It’s great that these technologies allow us see each other when we are talking. The experience is not as good as being with, but there does seem to be a stronger feeling of presence than is the case with just a phone call. Of course the shiny newness of this sensation soon wears off as the technology quickly grows more familiar.

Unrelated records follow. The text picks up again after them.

PR #4313, opened 2024-10-20
fix(e2e): viper errors with invalid `config` and `genesis` manifest keys (backport #4016)

cason:
Addresses comments https://github.com/cometbft/cometbft/pull/3969#pullrequestreview-2277655582 and https://github.com/cometbft/cometbft/pull/3967#pullrequestreview-2277635023 on previous PRs.

The solution is in fact simple, as it is possible to tell viper to return an error if one of the configured entries (key/value pairs) were not applied to the destination structure, because they don't exist or are invalid.

---

This is an manual backport of pull request https://github.com/cometbft/cometbft/pull/4016.

#### PR checklist

- [ ] Tests written/updated

### DIFF
--- a/.golangci.yml
+++ b/.golangci.yml
@@ -109,6 +109,7 @@ linters-settings:
           - github.com/spf13
           - github.com/stretchr/testify/require
           - github.com/syndtr/goleveldb
+          - github.com/mitchellh/mapstructure
       test:
         files:
           - "$test"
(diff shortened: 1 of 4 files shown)


cason (commented):
Diffs match. But I can't approve this manual backport.

melekes (approved):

It already seems quite odd to imagine now, that meeting people using remote video was for a long time an idea largely in the realm of science fiction, or James Bond movies, something with a glamour that bordered almost on thrilling …

Lockdown meeting

Is anybody there?
Can you hear me?
UN-MUTE! They are shouting,
a small informal ensemble pew,
like a University Challenge choir,
feedback buzzers primed.

It’s right there, just CLICK IT!
My mouse-palmed ouija
sweeps and taps the table,
rendering both more and less remote
the possibility of presence.

And what does it mean
in Microsoft Teams,
if only one has camera off?
Is their webcam broken?
Did they forget to shave?
Are they still undressed?

Or is the house just too much mess
for morning discretion.
A late-night party gone just too far
to find absolution in the gaussian
caress of background blur.

Those present gaze down,
or top-left, or anywhere else,
speaking to an invisible presence,
a congregation unsure
of the exact location in the room,
of an obscure lurking god.

Absent Charlie on intercom,
commissioning the Angels,
while – who knows? –
observing in sight unseen,
that this episode seems
far less glamorous,
than once-upon-a-time.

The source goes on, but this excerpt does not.